Search code examples
grep

How grep selects a pattern for a line if several patterns match one line at once, and they intersect


Consider this example. I write grep -e aboba -e ba test/test4.txt. In this file I have only one line: aboba aboba aboba aboba aboba baboba. I thought grep traversed all regular expressions in a specific order. Those. For each line, it first considers the first regular expression, then the next one, and so on. enter image description here

However, in this example my logic broke down. grep will recognize the first 5 words as aboba, and in the last word it will find two occurrences of ba. Why is that? It seems to me that the result should be either aboba 6 times, or ba in the first 5 words, and ba 2 times in the last word.


Solution

  • In aboba the first letter of the word starts a match on one of the patterns(aboba). The parser tracks that match through each letter, registers it, then moves on to the next character until it fails, or confirms a complete match - in this case, aboba matches.

    In baboba the first letter of the word starts a match on one of the patterns(ba). The parser tracks that match through each letter, registers it, then moves on to the next character until it fails, or confirms a complete match - in this case, the match was ba.

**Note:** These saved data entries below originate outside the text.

PR #648, opened 2019-11-07
Remove references to iOS versions before 3.0.0 + remove dry run reference

Bucimis:
Note that the docs no longer claim we use dry run or not based on the fact that both are theoretically possible.

### DIFF
--- a/_docs/_developer_guide/platform_integration_guides/ios/push_notifications/troubleshooting.md
+++ b/_docs/_developer_guide/platform_integration_guides/ios/push_notifications/troubleshooting.md
@@ -18,7 +18,7 @@ There are two types of provisioning profiles and certificates - development and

    Having completed a match that can't be part of a longer match it starts over at the next character, and the next character is b, which might be a new match(of ba), so it checks o and fails. AFAIK, backtracking won't re-enter a marked-as-finished pattern without lookbehind, so it continues to the next character, another b - the first character of another possible ba match.

    It continues to find a a, completing a match for another ba, registers that, and continues to the next character.

    This process effectively consumed the first a of the possible aboba in a successful match of ba, so most implementations never bother to check for the possibility of overlapping patterns without explicit lookahead/lookbehind.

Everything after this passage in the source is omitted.